Descriptive analysis is essential for publishing medical articles. This package provides an easy way to conduct the descriptive analysis. 1. Both numeric and factor variables can be handled. For numeric variables, normality test will be applied to choose the parametric and nonparametric test. 2. Both two or more groups can be handled. For groups more than two, the post hoc test will be applied, 'Tukey' for the numeric variables and 'FDR' for the factor variables. 3. T test, ANOVA or Fisher test can be forced to apply. 4. Mean and standard deviation can be forced to display.

Usage

easyDes(nc.g,nc.n,nc.f,nc.of,dataIn,fisher,aov,t,mean,
    mcp.test.method,mcp.stat,mcp.t.test,mcp.t.test.method,
    table.margin,decimal.p,decimal.prop)

Arguments

nc.g

integer, the column number of the grouping variable, length of 'nc.g' must be 1

nc.n

numeric vector, the column number of the numeric variable, length of 'nc.n' can be more than 1

nc.f

numeric vector, the column number of the factor variable, length of 'nc.f' can be more than 1

nc.of

numeric vector, the column number of the ordinal factor variable, length of 'nc.of' can be more than 1

dataIn

data frame including variables above

fisher

logic, whether to apply Fisher test by force, the default is 'TRUE'

aov

logic, whether to apply ANOVA test by force, the default is 'FALSE'

t

logic, whether to apply T test by force, the default is 'FALSE'

mean

logic, whether to disply the mean and standar deviation for the numeric variables by force, the default is 'FALSE'

mcp.test.method

character, specific for ANOVA, the method for the multiple comparisons in 'multcomp' package, 'Tukey' or 'Dunnett'

mcp.stat

logic, whether to display the statistic for the multiple comparsions

mcp.t.test

logic, specific for ANOVA, wether to use the pairwise t tests as the multiple comparsions instead of that in 'multcomp' package

mcp.t.test.method

character, specific for 'mcp.t.test'==TRUE, the method for the pairwise t tests, 'holm' (Holm, 1979), 'hochberg' (Hochberg, 1988), 'hommel' (Hommel, 1988), 'bonferroni', 'BH' (Benjamini & Hochberg, 1995), 'BY' (Benjamini & Yekutieli, 2001), 'fdr', 'none'

table.margin

1 or 2, which margin of the table should be calculated the proportion, 1=row, 2=column

decimal.p

integer, the number of decimals of the p value

decimal.prop

integer, the number of decimals of the proportions for factor variables

Value

total

the descriptive statistic for all data

group names

the descriptive statistic for data of each group

method

the method applied to test between groups, i.e. ANOVA and Tukey, Fisher and FDR

statistic

the statistic of test, i.e., the 'W' to Wilcoxon test, the 'chi-squared' to Kruskal-Wallis, the 't' to t test, the 'F' to ANOVA test

p.value

the p value derived from the test between groups

stat.*_va_*

the statistic derived from the post hoc test, the 't' of Tukey for ANOVA, the 'q' of Nemenyi for Kruskal-Wallis

p.*_va_*

the p value derived from the post hoc test

Details

1. Nemenyi test was used as a Kruskal-Wallis post-hoc test.
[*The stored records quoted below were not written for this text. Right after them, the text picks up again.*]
PR #137, opened 2017-09-06
WIP: external extensions

ekr:
So you can see, not for merging

### DIFF
--- a/state-machine.go
+++ b/state-machine.go
@@ -36,6 +36,11 @@ type HandshakeState interface {
 	Next(hm *HandshakeMessage) (HandshakeState, []HandshakeAction, Alert)
 }
 
+type AppExtensionHandler interface {
+	Send(hs HandshakeType, el *ExtensionList) error
+	Receive(hs HandshakeType, el *ExtensionList) error
+}
+
 // Capabilities objects represent the capabilities of a TLS client or server,
 // as an input to TLS negotiation
 type Capabilities struct {
@@ -46,6 +51,7 @@ type Capabilities struct {
 	PSKs             PreSharedKeyCache
 	Certificates     []*Certificate
 	AuthCertificate  func(chain []CertificateEntry) error
+	ExtensionHandler AppExtensionHandler
 
 	// For client
 	PSKModes []PSKKeyExchangeMode
--- a/client-state-machine.go
+++ b/client-state-machine.go
@@ -132,6 +132,15 @@ func (state ClientStateStart) Next(hm *HandshakeMessage) (HandshakeState, []Hand
 		}
 	}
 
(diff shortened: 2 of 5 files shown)


ekr:
@bifurcation: PTAL

state-machine.go
```diff
@@ -36,6 +36,11 @@ type HandshakeState interface {
 	Next(hm *HandshakeMessage) (HandshakeState, []HandshakeAction, Alert)
 }
 
+type AppExtensionHandler interface {
+	Send(hs HandshakeType, el *ExtensionList) error
+	Receive(hs HandshakeType, el *ExtensionList) error
+}
```
marten-seemann: I think a more readable interface would be
```go
Send(HandshakeType) ([]Extension, error)
Receive(HandshakeType, Extension) (error)
```
i.e. `Send` (maybe `Get` or `GetExtensions` would be better) returns a slice of extensions to add, and `Receive` (or `Received`) is called separately for every extension received.

ekr:
Yeah, this is kind of a defect in Go, In C++, of course, we would just have Receive() take a const ExtensionList&. 

I'm a bit reluctant to use the interface you suggest, for several reasons:

1. It's more disruptive to the general style, which is that one .Add()s to the extension list.
2. It's less symmetrical.

It's also slightly less efficient, as you'll need to make a copy of the list on return.

marten-seemann:
1. I've been working on a PR refactoring the `ExtensionList`. I think the API would be cleaner if we didn't have `Add` and `Find` (by using a map to represent the extension list instead of a slice), but I'm still working on the details of that.
2. I'd argue that the asymmetry is due to what we're actually doing here: In the first case, we're generating new extensions, and in the second case we're consuming the extension data). With my proposed interface would allow to only pass the external extensions to the registered extension handler.

I'd propose this: I'll hold back my PR refactoring the extensions until this is merged, and we can discuss my changes for the extension handling as a whole. What do you think?

ekr:
That works for me, but let's hear from @rbarnes.

bifurcation:
@marten-seemann The trade-off here is that representing it as a slice makes marshal/unmarshal [trivial](https://github.com/bifurcation/mint/blob/master/extensions.go#L25).  So you have to choose whether to have the complexity in the marshal/unmarshal code or in the add/find code.  Personally, I would prefer to keep the marshal/unmarshal simple, but *de gustibus...*.

Nonetheless, the plan to land this first and then revisit the question of how to represent extensions seems sensible to me.

ekr:
@barnes: let's merge this as-is for now. I think it's otherwise ready

bifurcation:
SGTM.  Merging now.

PR #139, opened 2017-09-07
implement a CookieHandler to manually set and validate cookies

marten-seemann:
By setting a `CookieHandler`, the user can provide an opaque byte-slice that is used as a cookie in the HRR, and validate the cookie when the client echos it in the CH. Mint passes a pointer to the `Conn` to the methods that generate and validate the cookie. It's the responsibility of the cookie handler implementation to decide if a cookie should be sent for this specific connection..

If `Config.RequireCookie` is set to `true`, but no `Config.CookieHandler` is defined, a default cookie handler is used (the one that was already implemented). The default handler uses 32 random bytes as a cookie.

I'm not sure where the appropriate place would be to test a failed cookie validation. I guess *state-machine_test.go* would be the right place, but the tests there only cover successful handshakes.

@ekr: It would be great if you could review this PR as well.

### DIFF
--- a/conn.go
+++ b/conn.go
@@ -39,11 +39,11 @@ type PreSharedKeyCache interface {
 type PSKMapCache map[string]PreSharedKey
 
 // A CookieHandler does two things:
-// - generates cookies that are sent to the client in the HelloRetryRequest
-// - validates cookies sent by the client in a ClientHello
+// - generates a byte string that is sent as a part of a cookie to the client in the HelloRetryRequest
+// - validates this byte string echoed by the client in the ClientHello
 type CookieHandler interface {
-	Generate(*Conn) (*CookieExtension, error)
-	Validate(*Conn, *CookieExtension) bool
+	Generate(*Conn) ([]byte, error)
+	Validate(*Conn, []byte) bool
 }
 
 func (cache PSKMapCache) Get(key string) (psk PreSharedKey, ok bool) {
--- a/conn.go
+++ b/conn.go
@@ -38,6 +38,14 @@ type PreSharedKeyCache interface {
 
 type PSKMapCache map[string]PreSharedKey
 
+// A CookieHandler does two things:
+// - generates cookies that are sent to the client in the HelloRetryRequest
+// - validates cookies sent by the client in a ClientHello
+type CookieHandler interface {
+	Generate(*Conn) (*CookieExtension, error)
+	Validate(*Conn, *CookieExtension) bool
+}
+
 func (cache PSKMapCache) Get(key string) (psk PreSharedKey, ok bool) {
 	psk, ok = cache[key]
 	return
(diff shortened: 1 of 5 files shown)


ekr:
Hey, that's great. This was coming up soon on my list. I'm on travel today, but I'll take a look as soon as I can.

ekr:
@marten-seemann, @rbarnes: I think there's an underlying problem in Mint, which is that it generates HRR when RequireCookie is set but not when it is missing the appropriate client key share. So, that's going to cause problems later. You might look at MT's code in NSS for handling this that lets you cover the cases.

marten-seemann:
This PR is ready for review now.

I updated the description to explain the changes.

@ekr: I think the HRR generation is a general mint problem, and unrelated to this PR. Can you create a new issue for this?

marten-seemann:
@bifurcation: Can you please review and merge this PR?

conn.go
```diff
@@ -38,6 +38,14 @@ type PreSharedKeyCache interface {
 
 type PSKMapCache map[string]PreSharedKey
 
+// A CookieHandler does two things:
+// - generates cookies that are sent to the client in the HelloRetryRequest
+// - validates cookies sent by the client in a ClientHello
+type CookieHandler interface {
+	Generate(*Conn) (*CookieExtension, error)
+	Validate(*Conn, *CookieExtension) bool
```
ekr: Can you add a comment on what Validate's returns are?

conn.go
```diff
@@ -64,8 +72,12 @@ type Config struct {
 	TicketLen          int
 	EarlyDataLifetime  uint32
 	AllowEarlyData     bool
-	RequireCookie      bool
-	RequireClientAuth  bool
+	// Require the client to echo a cookie.
+	RequireCookie bool
+	// If cookies are required and no CookieHandler is set, a default cookie handler is used.
+	// The default cookie handler uses a 32 random bytes as a cookie.
```
ekr: Nit: either "32 random bytes" or "a random 32-byte value"

server-state-machine.go
```diff
@@ -218,7 +219,8 @@ func (state ServerStateStart) Next(hm *HandshakeMessage) (HandshakeState, []Hand
 
 		nextState := ServerStateStart{
 			Caps:              state.Caps,
-			cookie:            cookie.Cookie,
+			conn:              state.conn,
+			cookieSent:        true,
```
ekr: Why did you move cookie into conn rather than leaving it in ServerStateStrart?

state-machine_test.go
```diff
@@ -70,6 +70,7 @@ var (
 				PSKs:             &PSKMapCache{},
 				Certificates:     certificates,
 				RequireCookie:    true,
+				CookieHandler:    &defaultCookieHandler{},
```
ekr: Is this needed? It seems like you do this by default. Wouldn't a better test be to show you could override the cookie handler.

marten-seemann: The `conn` sets the default value, but not the `ServerStateStart`. There are a bunch of tests I'd like here (at least: default cookie handler, custom cookie handler, and failed cookie validation), but the current format of the tests doesn't really allow to perform those.

server-state-machine.go
marten-seemann: The `conn` is needed as a parameter for `CookieHandler.Generate` and `Validate` anyway.

conn.go
marten-seemann: I thought this is covered by the comment for the interface. Which additional information would you like here?

conn.go
marten-seemann: Fixed.

marten-seemann:
@ekr: Please have another look.

marten-seemann:
I added another fix here. If the `CookieHandler` doesn't return a cookie, mint shouldn't send one.

This should be ready for merging now. @ekr, @bifurcation, what do you think?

2. FDR (False Discovery Rate) was used to adjust the p values after pairwise comparision of Chi-square test or Fisher test.

3. Tukey test was used as a ANOVA (Analysis of Variance) post-hoc test.

4. Shapiro-Wilk test was used as normality test if the sample size was between 3~5,000, while Kolmogorov-Smirnov test was used if the sample size was greater than 5,000.

Examples

Run this code
# NOT RUN {
group=rep(c(0,1),each=30)
nx1=rnorm(60)
nx2=rnorm(60)
fx1=rep(c(1:3),20)
fx2=rep(c(1:5),12)
fx3=factor(fx2)
data=data.frame(group,nx1,nx2,fx1,fx2,fx3)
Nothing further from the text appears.